Подвигав колесико регулятора, я увидел дуло нашего танка, а под ним…
– Почему под дулом болтается привязанный труп?!
– Я разрешила Джеронимо его оставить, если он сам будет о нем заботиться, – пробормотала Вероника.
Кажется, она действительно уснула. Глядя на нее, я вспомнил, как по-идиотски признался в любви, и кровь со всего тела прилила к лицу. Захотелось бежать и плакать, а она чтоб догоняла и жалела. Вот они какие, чувства…
Кстати, интересно, мы с ней – пара или нет? Вроде бы она меня не послала, она обо мне заботилась. Пожалуй, пара. А что должны делать пары?
Целоваться я не умел, поэтому всего лишь прижался губами к ее губам и замер.
Веки Вероники дрогнули и поднялись. В той бездне удивления, что я увидел в ее глазах, можно было утопить славный город Илион с деревянным конем и двадцатью танками в придачу.
«Зато ты проснулась», – хотел сказать я.
Не сумел. Голос не послушался. Сердце заколотилось, будто от инъекции кофеина, желудок свело. А потом мир превратился в вихрь ударов, царство боли, грохот крови в висках и русско-испанскую вереницу матерной ругани.
Очнулся я на полу. Я говорил, что мне было больно до этого? Я солгал. Больно было сейчас.
– Ты!!! – Вероника, пунцовая от ярости, наклонилась надо мной и до хруста сжала кулаки. – Жалкая куча унылого дерьма, да кто дал тебе право хотя бы думать о том, чтобы…
С резким хлопком танк разгерметизировался. Крышка люка над правым плечом Вероники открылась.
Тепло и воздух высосало наружу. Салон наполнился ледяной стужей, легкие – смрадом, описать который не сумел бы и Зюскинд.
Вероника, кашляя, упала на колени, зашарила по полу руками в поисках маски.
Раздалось шипение, и люк загерметизировался. Справившись с приступом кашля, я обнаружил, что могу дышать, и с каждой секундой становится теплее.
Под люком, чуть пригнув голову, стоял Джеронимо в комбинезоне и вертел на указательном пальце маску. Глаза его, как обычно, горели неугасимой жаждой действия. Увидев меня, он выронил маску.
– Ник! – Джеронимо растопырил руки и бросился меня обнимать. – Ты вернулся! Как же я по тебе скучал! Она тебя уже избила? Ах, эта жестокая карга, но ничего, мы ей отомстим, да-да, клянусь, жестоко отплатим!
– Гаденыш, – прохрипела, поднимаясь, Вероника. – Мог хотя бы постучать, прежде чем…
– Я стучал! – обернулся к ней Джеронимо. – Но ты так орала, как будто Николас сделал тебе ребенка, пока ты спала. А я и так задержался, чтобы дать вам время на брачные игрища. Слишком задержался. Кто за руль? Может, я?
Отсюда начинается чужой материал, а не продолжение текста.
PR #2733, opened 2023-09-25
Fascist India now has access to a Economic Tree Branch

Shizophrener:
Planning Commission makes the most sense, according to Free India Doctrine


marijn211 (approved):
Havent play-tested, but its small and directed enough that that shouldnt be a problem

PR #2737, opened 2023-10-01
Waffle october 3

Thinking-waffle:
The argeads are back.

It needs the cosmetic tag of the Macedonian empire to be visible (MAE_neutrality, MAE_fascism) and the Bftb greek tree. Check that there is no icon overlap (with continuous focuses for example). All because somebody complained about it on discord. "Things I do for love!"

Also more names, callsigns and operation names.


marijn211:
The legacy ID you remove seems to be referred to in R56_on_actions (and unique commander IDs)

marijn211 (approved):

PR #2744, opened 2023-10-10
Let the bugfixing begin

marijn211:


marijn211:
Note: if you have countries you think should only have 1910 trucks, you can remove the 1936 entries, I've tried to mass replace all history file entries of 1936 trucks to also have them start with 1910 trucks now those are a thing.

marijn211:
Btw Ill try to put Norwegian characters on here later
And adapt Finland's tree to the democratic starting ideology

TheBrit7 (approved):

PR #2745, opened 2023-10-11
Austria and Sudetenland state rework

TheycallmeBrick:
* Added 4 new cores states for Austria ("Burgenland", "Styria", "Carinthia", and "Salzburg"), and 2 for Czechoslovakia ("North" and "South Sudetenland"). Split necessary states for these new borders, added 6 new provinces in Austria, and updated all necessary unit, building, supply, and adjacency map data for these regions.

* Updated German, Austrian, Czechoslovak, Polish, Hungarian, and Romanian focuses, decisions, and/or events that would logically interact with these new states to include these new states.

* Added County of Tyrol (TYR) as a releasable tag in Austria and Italy, and added State 74 "East Sudetenland" as a core of Silesia (SIL) due to the region historically containing a significant Silesian population (i.e. Czech Silesia).


marijn211:
We clearly expressed our concerns about adding these states just for the sake of adding states, especially but not exclusively Burgenland.
Alongside that we have Czech content currently being made. Please consult team members before working on or opening more map PRs.

PR #2746, opened 2023-10-12
Japan hiding branch

Juddur:
Please check what i looks like in game, it is not done the exact way that vanilla does it. This is b/c vanilla's Manchuria branch is connected to a focus, hence why the offsets are set to go back otherwise the interconnect


marijn211:
Could you adjust this so everything moves about 3-4 focus widths left when purge kodoha is chosen (WtT owned)? Perfect otherwise

common/national_focus/japan.txt
marijn211, line 1: Now you broke it for people without WtT

marijn211 (changes requested):

marijn211 (approved):

PR #2748, opened 2023-10-12
Fix Danish States and Orkney Island

featherus:


marijn211:
I think giving North Schleswig its Danish spelling "Nordslesvig" would actually be more accurate than vanilla's term "Sønderjylland" which as far as I can find also includes the south

featherus:
> I think giving North Schleswig its Danish spelling "Nordslesvig" would actually be more accurate than vanilla's term "Sønderjylland" which as far as I can find also includes the south

Done

marijn211 (approved):

PR #2749, opened 2023-10-12
Fix unit models

featherus:


marijn211 (approved):
Hard to see if this would break anything else, but it fixes the issue and has no additional errors so seems fine

PR #2751, opened 2023-10-13
Monarchist Germany rework

TheBrit7:
Isn't quite finished yet, needs death event for Ludendorff and some potential bug fixing but other than that it's good to go. Opening the PR so it can be tested and reviewed accordingly.


marijn211:
FYI Im also making Germany stuff so Ill skip r56.ger.30 but I might use 31, 32 and 33

ilkober:
Adding starting cores for German pre-unification kingdoms from the start will open a giant can of worms. Better make it a decision/ game rule.

Simple example: USSR defeats Germany, can puppet Germany and release Prussia. Complete nonsense

TheBrit7:
Ludendorff still needs illness/death events so I'm going to need to take up those slots.

marijn211:
> Ludendorff still needs illness/death events so I'm going to need to take up those slots.

Maybe temporarily use a very high number like 999 then I can change it back to the next free number when I merge my stuff

TheBrit7:
Okay everything should be good to go.

ilkober (dismissed):
With Germany being a successor state of  Prussia, there is no need for both of their cores to exist from game start.

The existence of Alsace nation should probably fall into the Occitania gamerule about cores. Instead of having a starting core, their creation can be done through a decision (similar to how Lithuania can become Memel and vice versa)

Otherwise, everything else looks very promising.

TheBrit7:
> With Germany being a successor state of Prussia, there is no need for both of their cores to exist from game start.
> 
> The existence of Alsace nation should probably fall into the Occitania gamerule about cores. Instead of having a starting core, their creation can be done through a decision (similar to how Lithuania can become Memel and vice versa)
> 
> Otherwise, everything else looks very promising.

Did you even look at it? They're not there.

marijn211 (commented):
Ill have to replace my event IDs before accepting

marijn211 (commented):
Prussia cores were disabled, but theres still cores of other nations that should not be there at map start

marijn211 (approved):

PR #2760, opened 2023-10-25
Waffle october

Thinking-waffle:
manually uploaded my changes

test the new files for Iceland Québec, Sami and Finland

Implemented the new planes of the dlc (there may be some conflicts with the reskins I made but that will not cause problems anyway).

I need to add a "the" forgotten in the name of the focus "sideline council". 

Check that the sami character work (they should)


marijn211:
The history file of SMI is in the character folder

marijn211:
Theres another PR open thats nearly identical without the aforementioned issue, closing this one

PR #2762, opened 2023-10-26
Fix missing core for WTT German event.

TheycallmeBrick:
Added Vorarlberg to list of cored states when peacefully annexing same-faction Austria through event.


marijn211:
Already fixed on my branch

PR #605, opened 2022-08-26
Update local runstore.update to return errors

kellymtrinh:
## Description
I was implementing prompts and it would be easier if state.update was able to return errors instead of just a bool. Then the client can also decide to return errors or not.

## Test plan
- [x] Test that local execution still works (since it exercises that path)


colinking (commented):
🔥

colinking (approved):

PR #607, opened 2022-08-26
Add loading indicators for dependency installation steps in views

zhan-airplane:
## Description
Adds spinny loading indicators for dependency installation in `airplane views init` and `airplane views dev` - those are generally the slowest parts, so this should make it feel not as bad

## Test plan
Ran views init and dev locally

---
cc @stepzhou @leeweisberger @geodn


zhan-airplane:
ping @rose-huang

pkg/utils/copy.go
```diff
@@ -95,6 +95,10 @@ func CopyFromGithubPath(gitPath string) error {
 		if fsx.Exists(filepath.Join(directory, "package.json")) {
 			useYarn := ShouldUseYarn(directory)
 			logger.Step("Installing dependencies...")
+
+			loader := logger.NewLoader()
+			loader.Start()
+			defer loader.Stop()
```
rose-huang, line 101: the loading indicator remains after it finishes installing, could you look into getting rid of it so this looks like it did before?

```
- Copied getting_started/tasks/update_account.task.yaml
- Copied getting_started/tsconfig.json
- Installing dependencies...
⣯- Finished installing dependencies

⚡ To develop your view locally:
  airplane views dev getting_started
```

rose-huang (changes requested):
I think the normal `airplane views init` uses a different function to install dependencies (not CopyFromGithubPath) so can we add a loading indicator to that as well?

rose-huang (approved):
💯

PR #609, opened 2022-08-26
Add local prompts

kellymtrinh:
## Description
Adds support for local prompts in the previewer. This implements the same internal/external prompt endpoints used in the SDK and web. (It's split over ext and int api to match what we do in airport so we can reuse the hooks in web.)

I decided to store the prompts on the run itself instead of keeping track of them separately (since updating/submitting prompts seems like the most complicated op here), but open to feedback.

## Test plan
-  Screen Shot 2022-08-25 at 2 28 39 PM

- Screen Shot 2022-08-25 at 2 25 04 PM


pkg/server/apiext.go
```diff
@@ -81,7 +86,7 @@ type ExecuteTaskRequest struct {
 	Resources   map[string]string `json:"resources"`
 }
 
-func getParentID(r *http.Request) (string, error) {
+func getRunIDFromToken(r *http.Request) (string, error) {
```
colinking, line 89: nice

colinking (approved):

PR #613, opened 2022-08-30
Add required fields for builtin execution summary

kellymtrinh:
## Description
In order to show this modal, which is the execution summary for builtins, these are the required fields
Screen Shot 2022-08-29 at 9 30 36 PM

Depends on https://github.com/airplanedev/lib/pull/246

Runs needs to return an object with alias: resourceIDs
```
"resources": { "db": "res20220111zpqfl6j" },
    "resourceRequests": {},
    "timeout": 3600,
    "isStdAPI": true,
    "stdAPIRequest": {
      "namespace": "sql",
```

and then list resources needs to include more fields like the ID and kindConfig

```
{
  "resources": [
    {
      "id": "res20220103z3wp9eo",
      "slug": "res_airplane_api",
      "teamID": "tea20220103zvy4auu",
      "name": "Airplane API",
      "kind": "rest",
      "kindConfig": {
        "rest": {
          "baseURL": "https://api.airstage.app/",
          "headers": { "foo": "test" }
        }
      },
```

## Test plan
- [x] Tested that builtin execution correctly shows the summary for REST and SQL resources.


pkg/server/apiint.go
```diff
@@ -87,12 +88,26 @@ func GetResourceHandler(ctx context.Context, state *State, r *http.Request) (Get
 func ListResourcesHandler(ctx context.Context, state *State, r *http.Request) (libapi.ListResourcesResponse, error) {
 	resources := make([]libapi.Resource, 0, len(state.devConfig.RawResources))
 	for slug, resource := range state.devConfig.Resources {
-		// It doesn't matter what we include in the resource struct, as long as we include the slug - this handler
-		// is only used so that requests to the local dev api server for this endpoint don't error, in particular:
-		// https://github.com/airplanedev/lib/blob/d4c8ed7d1b30095c5cacac2b5c4da8f3ada6378f/pkg/deploy/taskdir/definitions/def_0_3.go#L1081-L1087
+		internalResource, err := conversion.ConvertToInternalResource(resource, state.logger)
```
kellymtrinh, line 91: Is there a better way to go from the Resource obj to a map[string]interface? 😓

pkg/server/apiint_test.go
```diff
@@ -47,14 +52,29 @@ func TestListResources(t *testing.T) {
...
 		{
 			Slug: "slack",
+			ID:   "r-2",
+			Kind: libapi.ResourceKind(kinds.ResourceKindSlack),
 		},
-	}, resp.Resources)
+	}
+
+	// sort so we can compare- since resources are stored as a map
+	sort.Slice(resp.Resources, func(i, j int) bool {
```
calufornia, line 69: Does it work to just compare `resp.Resources` and `expected` (i.e. `require.Equal(expected, resp.Resources)`)? I think that it should end up calling `reflect.DeepEqual` eventually: https://github.com/stretchr/testify/blob/181cea6eab8b2de7071383eca4be32a424db38dd/assert/assertions.go#L66

pkg/server/apiint.go
calufornia: This seems ok to me!

calufornia (approved):

pkg/server/apiint_test.go
kellymtrinh: It would, but there's a lot of non critical fields that I want to ignore/not update every time a resource struct changes

PR #616, opened 2022-08-31
Create dev config file on-demand and generate resource slug

calufornia:
## Description

If the user doesn't pass in a dev config file, creates one in the current directory on the first "write" operation (e.g. creating a new resource) - previously, the dev server would panic if attempting to create a resource when the dev config file didn't exist. Also generates a resource slug if one isn't provided to the resource creation endpoint - users should ideally be setting this from the UI to match what they have in their resource attachments, but we'll fall back to auto-generation if one isn't provided.

## Test plan
Tested locally by creating a new resource with no `airplane.dev.yaml` present, and verified that the dev config file was created with a slug generated from the name.


pkg/utils/slugs.go
```diff
@@ -71,3 +72,28 @@ func slugFromScript(file string) (string, error) {
...
+
+func GetUniqueSlug(req GetUniqueSlugRequest) (string, error) {
+	if req.MaxAttempts == 0 {
+		req.MaxAttempts = 10
+	}
+
+	// Make sure provided slug is actually a slug.
+	baseSlug := MakeSlug(req.Slug)
+	slug := baseSlug
+	for attempts := 0; attempts < req.MaxAttempts; attempts += 1 {
```
kellymtrinh, line 90: Just curious but does this happen a lot :rip: - could we change the RandomString implementation?

kellymtrinh (approved):

pkg/utils/slugs.go
calufornia: I think it's more likely to happen in our production API (which this is copied over from), where there could be a lot of resources with similar names - I don't expect it to happen that often in the local dev server.

PR #619, opened 2022-09-01
Add .gitignore to ignore .airplane-view folder on init

zhan-airplane:
## Description
Creates gitignore to ignore `.airplane-view` folder in init (both views init and copy-from-github-path init)

## Test plan
Ran locally

---
cc @leeweisberger @stepzhou @geodn


rose-huang (approved):

rose-huang (changes requested):
Oh I guess one thing - if we clone from a template and it doesn't have any views, it will still create this gitignore. Should we only make it in the CopyFromGithubPath command if the directory we clone has a .view.tsx file?

zhan-airplane:
Hmm I'm actually inclined to just create this `.gitignore` in general, just in case in the future users want to suddenly add views to their project... it's going to be semi-annoying to keep track of gitignore types for all the different things we could generate and I think it's relatively safe to just create this even for non-view stuff

On the other hand, if you have strong feelings about it, I think the next-best thing to do is to gitignore correctly specifically in each template in our `templates` github repo instead, though then there's a bit more of an onus on us (haha) to make sure every template we create is gitignoring correctly, wdyt?

rose-huang (approved):
ah okay that makes sense! so we would create this same git ignore during task init as well if we were to have to git ignore any files for tasks? I guess we can hold off on that for now

PR #621, opened 2022-09-01
Add support for resource slug editing from the editor

calufornia:
## Description

Adds the `/i/resources/isSlugAvailable` endpoint to the local dev server, which is now required to create and update resources. cc @kellymtrinh 

## Test plan
Tested updating and creating a new resource through the editor.


pkg/server/apiint.go
```diff
@@ -175,12 +190,41 @@ func UpdateResourceHandler(ctx context.Context, state *State, r *http.Request, r
...
+	if res, ok := state.devConfig.Resources[slug]; ok {
+		if res.ID() == id {
+			available = true
+		}
+	} else {
+		available = true
+	}
+
+	return IsResourceSlugAvailableResponse{
+		Available: available,
```
ericliuche, line 227: just `!ok || res.ID() == r.URL.Query().Get("id")`

ericliuche (approved):

PR #622, opened 2022-09-01
Skip registering tasks that have no registered runtime

kellymtrinh:
## Description
REST tasks currently are the only task type that doesn't have a runtime- they don't have a local entry point. Instead of erroring while registering tasks and views, we should skip REST tasks. Adds a debug statement in case we need to debug this later. The message to users for a task that doesn't support local execution or doesn't have a runtime is the same- since to them they're both unsupported.

Before:
Trying to start the server with some REST tasks would cause it to quit:
```
Found 2 tasks:
- hello world py
- rest task

Found 0 views:

Error: Did not find any runtimes for task type
```

After:
```
 localcli dev --editor /Users/kellytrinh/go/src/github.com/airplanedev/tasks-test
Found 2 tasks:
- test rest
- test  rest1

Found 0 views:

Skipping 2 unsupported tasks or views:
- test rest: rest task does not support local execution
- test  rest1: rest task does not support local execution

```

## Test plan
- [x] start server in a directory that has both rest and supported tasks


pkg/server/server.go
```diff
@@ -128,9 +128,14 @@ func (s *Server) RegisterTasksAndViews(taskConfigs []discover.TaskConfig, viewCo
...
 		r, err := runtime.Lookup(cfg.TaskEntrypoint, kind)
 		if err != nil {
-			return RegistrationWarnings{}, errors.Wrap(err, "looking up runtime")
+			// tasks with unregistered runtimes are unsupported
+			logger.Debug("%s does not support local execution: %v", cfg.Def.GetName(), err)
+			unsupported = append(unsupported, UnsupportedApp{
+				Name:   cfg.Def.GetName(),
+				Kind:   AppKindTask,
+				Reason: fmt.Sprintf("%v task does not support local execution", kind)})
+			continue
```
calufornia, line 137: Could you also add a `continue` under inside the `if r.SupportsLocalExecution()` statement?

calufornia (approved):

calufornia (approved):

PR #626, opened 2022-09-02
Support inline node code config init with inline flag

ameyakhare:
Resolves TSK-467

## Description
Adds the --inline flag to airplane tasks init that works for new and existing tasks.
Also makes the default extension for Node tasks .ts instead of .js.

## Test plan
Able to initialize a new task locally and from a task that was already deployed.


cmd/airplane/tasks/initcmd/init.go
```diff
@@ -226,25 +259,58 @@ func initWithTaskDef(ctx context.Context, cfg config) error {
...
 		question := fmt.Sprintf("Would you like to overwrite %s?", defnFilename)
 		if ok, err := utils.ConfirmWithAssumptions(question, cfg.assumeYes, cfg.assumeNo); err != nil {
-			return err
+			return writeDefnFileResponse{}, err
 		} else if !ok {
 			// User answered "no", so bail here.
-			return nil
+			return writeDefnFileResponse{
+				DefnFile: defnFilename,
+			}, nil
```
francescaleung, line 313: This feels incorrect somehow--like this should return `nil, nil` instead

cmd/airplane/tasks/initcmd/init.go
```diff
@@ -405,9 +467,15 @@ type suggestNextStepsRequest struct {
...
 	isNew              bool
+	inline             bool
 }
 
 func suggestNextSteps(req suggestNextStepsRequest) {
+	if req.inline {
+		req.defnFile = req.entrypoint
+	}
+
+	// Update the next steps for inline code config
```
francescaleung, line 478: this seems like it should get filled in

cmd/airplane/tasks/initcmd/init.go
```diff
@@ -476,6 +547,10 @@ func promptForEntrypoint(slug string, kind build.TaskKind, defaultEntrypoint str
 		}
 	}
 
+	if inline {
+		defaultEntrypoint = getInlineEntrypointName(slug, kind, defaultEntrypoint)
+	}
```
francescaleung, line 552: should this be in the `defaultEntrypoint == ""` case?

cmd/airplane/tasks/initcmd/init.go
```diff
@@ -106,6 +114,9 @@ func Run(ctx context.Context, cfg config) error {
 	if cfg.codeOnly && cfg.from == "" {
 		return errors.New("Required flag(s) \"from\" not set")
 	}
+	if cfg.codeOnly && cfg.inline {
+		return errors.New("Cannot specify both --code-only and --inline")
+	}
```
francescaleung, line 119: is it an error to specify inline with anything other than Node (right now) & Python (in the future)?

francescaleung (changes requested):
some small nits

cmd/airplane/tasks/initcmd/init.go
ameyakhare: yeah, but we don't know whether something is a node task until 1) we pull it (with --from defined) or 2) they select node for the task they want to create

cmd/airplane/tasks/initcmd/init.go
ameyakhare: we want this modification to occur whether there was no entrypoint passed in or if the entrypoint exists and should now be modified (existing node task)

cmd/airplane/tasks/initcmd/init.go
ameyakhare: made it return nil so that parent knows to eject without error

cmd/airplane/tasks/initcmd/init.go
ameyakhare: yeah I realized that we didn't actually need this at all here

ameyakhare: I think artifact of previous implementation

francescaleung (approved):
maybe extract out the `inlineCompatible` kinds? up to you

PR #628, opened 2022-09-02
Add version endpoint for dev server

kellymtrinh:
## Description
We want the editor to start showing a warning if the CLI is out of date. This way we can make breaking changes in the UI that depend on specific CLI versions being > some version.
 
## Test plan
- [x] Check new endpoint returns 
```
curl http://localhost:4000/dev/version | jq
{
  "status": "ok",
  "version": "<unknown>",
  "isLatest": true
}
```

- [x] The regular CLI version command is unaffected: 
```
❯ cli (kelly/TSK-464) ✘ localcli version
Version: <unknown> (<unknown>)
``` 
(it's expected that the local one is unknown)


pkg/version/latest/latest.go
```diff
@@ -24,20 +24,20 @@ type release struct {
 }
 
 // CheckLatest queries the GitHub API for newer releases and prints a warning if the CLI is outdated.
-func CheckLatest(ctx context.Context) {
+func CheckLatest(ctx context.Context) bool {
 	if version.Get() == "<unknown>" || version.Prerelease() {
 		// Pass silently if we don't know the current CLI version or are on a pre-release.
-		return
+		return true
```
calufornia, line 30: nit: Might make more sense to return false here and in error cases below instead

pkg/version/latest/latest.go
```diff
@@ -47,6 +47,7 @@ func CheckLatest(ctx context.Context) {
 		logger.Log(logger.Gray("  " + getUpgradeCommand()))
 		logger.Log("")
 	}
+	return latestWithoutPrefix == version.Get()
```
calufornia, line 50: Already doing the check above^
```suggestion
	return true
```

calufornia (approved):

PR #639, opened 2022-09-09
Generate package.json and tsconfig.json for tasks init

ameyakhare:
Resolves TSK-458

## Description
Creates package.json and tsconfig.json when Node task is initialized. Works fine with views since it merges changes to tsconfig/package.json

## Test plan
Initialized a task then initialized a view in the same directory.


pkg/node/scaffolding/taskTSConfig.json
```diff
@@ -0,0 +1,15 @@
+{
```
rose-huang, line 1: oops @zhan-airplane can you update the tsconfig for your template to use this one instead of the views tsconfig? 😅 I saw this after your template was merged

cmd/airplane/tasks/initcmd/init.go
```diff
@@ -793,3 +798,22 @@ func apiTaskToRuntimeTask(task *libapi.Task) *runtime.Task {
...
+
+func runKindSpecificInstallation(kind build.TaskKind) error {
+	switch kind {
+	case build.TaskKindNode:
+		cwd, err := os.Getwd()
+		if err != nil {
+			return errors.Wrap(err, "getting working directory")
+		}
+		if err := node.CreatePackageJSON(cwd, node.NodeDependencies{
+			Dependencies: []string{"airplane@next"},
```
colinking, line 810: It's live 🎉 

```suggestion
			Dependencies: []string{"airplane"},
```

pkg/node/scaffolding/taskTSConfig.json
```diff
@@ -0,0 +1,15 @@
...
+  "compilerOptions": {
+    "target": "ESNext",
+    "lib": ["ESNext"],
+    "allowSyntheticDefaultImports": true,
+    "forceConsistentCasingInFileNames": true,
+    "strict": true,
```
colinking, line 7: @rose-huang why do we enable `strict` mode for users? I would have expected we disabled it so that folks don't need to worry about having perfect TS types.

pkg/node/node.go
```diff
@@ -0,0 +1,311 @@
...
+		if parentName != "" {
+			keyName = fmt.Sprintf("%s.%s", parentName, key)
+		}
+		if existingSubMap, isSubMap := existingVal.(map[string]interface{}); isSubMap {
+			if printTSConfigChanges(newVal.(map[string]interface{}), existingSubMap, keyName) {
+				hasChanges = true
+			}
+		} else {
+			if !ok {
+				_, _ = w.Write([]byte(fmt.Sprintf("%s:\t(<absent>) -> (%v)\n", keyName, newVal)))
```
colinking, line 300: Minor from the demo -- could we JSON serialize these values? e.g. arrays of strings will look nicer

pkg/node/scaffolding/taskTSConfig.json
rose-huang: I think we wanted most of these checks associated with strict: https://www.typescriptlang.org/tsconfig#strict

I don't feel super strongly about this though 
cc @leeweisberger if you have any opinions

pkg/node/node.go
```diff
@@ -0,0 +1,311 @@
...
+func CreateViewTSConfig() error {
+	return mergeTSConfig(defaultViewTSConfig, MergeStrategyPreferTemplate)
+}
+
+//go:embed scaffolding/taskTSConfig.json
+var defaultTaskTSConfig []byte
+
+func CreateTaskTSConfig() error {
+	return mergeTSConfig(defaultTaskTSConfig, MergeStrategyPreferExisting)
+}
```
rose-huang, line 193: what's the reasoning for why view tsconfig prefers template and why task tsconfig prefers existing?

pkg/node/node.go
```diff
@@ -0,0 +1,311 @@
...
+
+type MergeStrategy string
+
+const (
+	MergeStrategyPreferExisting MergeStrategy = "existing"
+	MergeStrategyPreferTemplate MergeStrategy = "template"
+)
+
+func mergeTSConfig(configFile []byte, strategy MergeStrategy) error {
```
rose-huang, line 202: can you write a test for this (or the merge TS configs recursively function)? 😇 or if it's too complicated and we need to get this out, make a follow up ticket to make a test?

rose-huang (approved):
just a few comments but not blocking

pkg/node/node.go
ameyakhare: I want views to override anything the user has but dont want tasks to step over what the user has defined

pkg/node/scaffolding/taskTSConfig.json
colinking: Actually, this seems reasonable. I had thought config like https://www.typescriptlang.org/tsconfig#noImplicitReturns was included in `strict`, but it doesn't look like it does.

– Никто! – огрызнулась Вероника, бросив на меня злобный взгляд. – Я три дня гнала эту хреновину почти без передышки, а теперь хочу спать. Спать! Хватит уже параноить, вы, оба! Отец не идиот. Он уже потратил черт-те сколько сил и не будет…
– Два десятка танков приближаются с юго-запада, и они точно знают, куда ехать, – перебил Джеронимо. Он подбежал к панели управления и активировал радар. Я встал, чтобы увидеть скопление светящихся точек на юго-западе.
– Твою мать! – Вероника сплюнула под ноги. – Наверное, я чего-то не знаю.
Ни сонливости, ни раздражения. Я глазом не успел моргнуть, а Вероника уже облачилась в белый комбинезон. Я отыскал свой – оказывается, это на нем я спал. Запашок, конечно, тот еще.
– За руль сядешь? – Вероника избегала смотреть мне в глаза, но обращалась ко мне.
– Дай минутку, – кивнул я.
Глава 2
Минутку я использовал, чтобы выбраться наружу и справить малую нужду с юго-западного края танка. Силы противника виднелись на горизонте. Ехали клином. Над передним танком чудилось зеленое свечение.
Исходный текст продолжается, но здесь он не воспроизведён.